If you want to get really technical about it, the first part of Trump’s statement was a literal truth: we are the only country in the world in which a person entering can have a baby that becomes a citizen of the US. But I’ll not nit-pick, because that’s not what Trump seems to have been trying to say. Trump appeared to be saying that we are the only country with birthright citizenship, and that’s certainly not the case.
But just as with Axios—although Cassidy’s method is slightly different—Cassidy leads the reader astray by subtly implying that those “many” unnamed countries would be something on the order of Canada (the first one he lists), Brazil, Argentina, and Mexico—that is, either first-world countries or countries that are doing relatively well compared to the third-world countries that happen to actually constitute the rest of those “many countries” that have birthright citizenship. And Cassidy doesn’t even provide a link of any sort to the list, so that a reader could see for him/herself what those fairly abysmal countries are.
So here we have Trump being hyperbolic and untruthful, and implying that we’re the only ones with this policy. But his critics are being misleading (although in a more subtle way), implying that Trump’s point is ridiculous and that automatic birthright citizenship is commonplace and ordinary, and that there are many other nations that have the same situation regarding birthright citizenship as we do.

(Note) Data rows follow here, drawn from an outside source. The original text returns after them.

Issue #127, opened 2017-10-23
Spec: Include an invalid credentials error on all calls that get the credentials to use


govint:
All calls to the plugin that get the credentials as an argument must include an error to handle invalid credentials.

jdef:
error codes were rewritten in #115. is this sufficient, or is there still a need for changes here?

PR #251, opened 2018-06-21
Add explicit note about optional ControllerUnpublish secrets.

jsafrane:
As discusses on community meeting this Wednesday, CO may loose access to secrets that were used in `ControllerPublish` call. Still, CO needs to clean up attached volumes and it must issue `ControllerUnpublish`.

`controller_unpublish_secrets` are already optional and only *SHOULD* be the same as in `ControllerPublish`, I am adding a possibility that CO *MAY* omit them.

### DIFF
--- a/spec.md
+++ b/spec.md
@@ -1122,6 +1122,8 @@ This RPC is a reverse operation of `ControllerPublishVolume`.
 It MUST be called after all `NodeUnstageVolume` and `NodeUnpublishVolume` on the volume are called and succeed.
 The Plugin SHOULD perform the work that is necessary for making the volume ready to be consumed by a different node.
 The Plugin MUST NOT assume that this RPC will be executed on the node where the volume was previously used.
+The CO MAY omit `controller_unpublish_secrets` in case when it looses access to the secrets after `ControllerPublishVolume` call.
+It is RECOMMENDED for the Plugin not to depend on presence of `controller_unpublish_secrets`.
 
 This RPC is typically called by the CO when the workload using the volume is being moved to a different node, or all the workload using the volume on a node has finished.
 


spec.md
```diff
@@ -1122,6 +1122,7 @@ This RPC is a reverse operation of `ControllerPublishVolume`.
 It MUST be called after all `NodeUnstageVolume` and `NodeUnpublishVolume` on the volume are called and succeed.
 The Plugin SHOULD perform the work that is necessary for making the volume ready to be consumed by a different node.
 The Plugin MUST NOT assume that this RPC will be executed on the node where the volume was previously used.
+The CO MAY omit `controller_unpublish_secrets` in case when it looses access to the secrets after `ControllerPublishVolume` call. It is RECOMMENDED for the Plugin not to depend on presence of `controller_unpublish_secrets`.
```
jieyu: nits: please have one sentence per line.

jsafrane:
> I.e. why only modify this call and not node-unstage-vol or node-unpublish-vol? 

Because NodeUnstage and NodeUnpublish don't have secrets at all.

Secrets are present in:

* CreateVolume, CreateSnapshot, ControllerPublish, NodeStage and NodePublish - I think it's useful to have them there, at least to transfer encryption key.

* DeleteVolume, DeleteSnapshot - I *personally* think it's not necessary to have them there, but I don't mind. CO may loose the secrets, so it won't be able to delete these objects, but the CO I care about has clear error paths here. In addition, backend storage system can typically handle thousands of volumes and few undeletable volumes won't matter, while typically only limited number of volumes can be attached to a node (10 on Digital Ocean!) and every undetachable volume hurts a lot. Again, this is *personal* experience.

spec.md
jsafrane: fixed

jdef:
I agree that undetachable volumes hurt. We've experienced the same problem in our CO/volume-driver integrations. That said, I still have a concern about removing the controller-unpublish-secrets: if an SP requires credentials for such ops .. how can we legitimately state that a plugin shouldn't depend upon them in the RPC request? It seems that by doing so we'd be implicitly requiring *plugins* to cache secrets and that's something that I do NOT think we should force plugins to do.

Maybe what we're missing is a more clear recovery path for CO's that lose credentials. I don't think the spec is very clear w/ respect to errors due to credential problems. For example, there are gRPC error codes specifically mapped to (a) authentication errors, and; (b) authorization errors - but the CSI spec doesn't mention them at all, either in the "common errors" section nor on a per-call basis.

Consider: if a CO issued a call that didn't have the proper secrets, and a plugin returned a clear error code indicating "you're not properly authenticated" - then that seems like a clear signal to the CO re: the proper recovery behavior. It's on the CO and/or admin to ensure that secrets don't go stale and are properly reinstated if temporarily lost.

That is not the case at all. In fact, the US is the only highly-developed first-world country that (a) gives birthright citizenship, and (b) shares a border with a relatively undeveloped and crime-ridden country, and is therefore in a position to give relatively easy access to citizens of that country (Mexico, in the case of the US, as well as impoverished and crime-ridden Central America). Canada does not share that situation. All other countries in the world who do have a situation even remotely like ours forbid birthright citizenship of illegal immigrants. And most of the countries of the world that allow birthright citizenship are not what you’d call magnets for immigration or birth tourism. Au contraire.
I wish Trump would somehow convey that information more clearly. I wish it were easy to do it succinctly. But what Trump certainly does do is to get people’s attention.
Lindsay Graham, who is a lawyer, managed to say it this way:
“The United States is one of two developed countries in the world who grant citizenship based on location of birth,” Graham said. “This policy is a magnet for illegal immigration, out of the mainstream of the developed world, and needs to come to an end.”
“I plan to introduce legislation along the same lines as the proposed executive order from President,” the South Carolina Republican said in a statement.
I have yet to locate exactly what those lines of a Trump executive order on this would be, but I assume that no one—not even Trump—is proposing an end to birthright citizenship. He is proposing placing some limits on it. I assume that the children of legal immigrants would still automatically become citizens, the children of tourists would not, and the children of illegal immigrants would not.
Up till now, most people in this country haven’t paid much attention to birthright citizenship. They’re paying a lot more attention now.
[NOTE: I didn’t mention it in the post, but I wonder what was left out by Axios with that ellipsis (…) in Trump’s quote, and I wonder whether it would change the meaning of what he said at all. Maybe yes, maybe no.]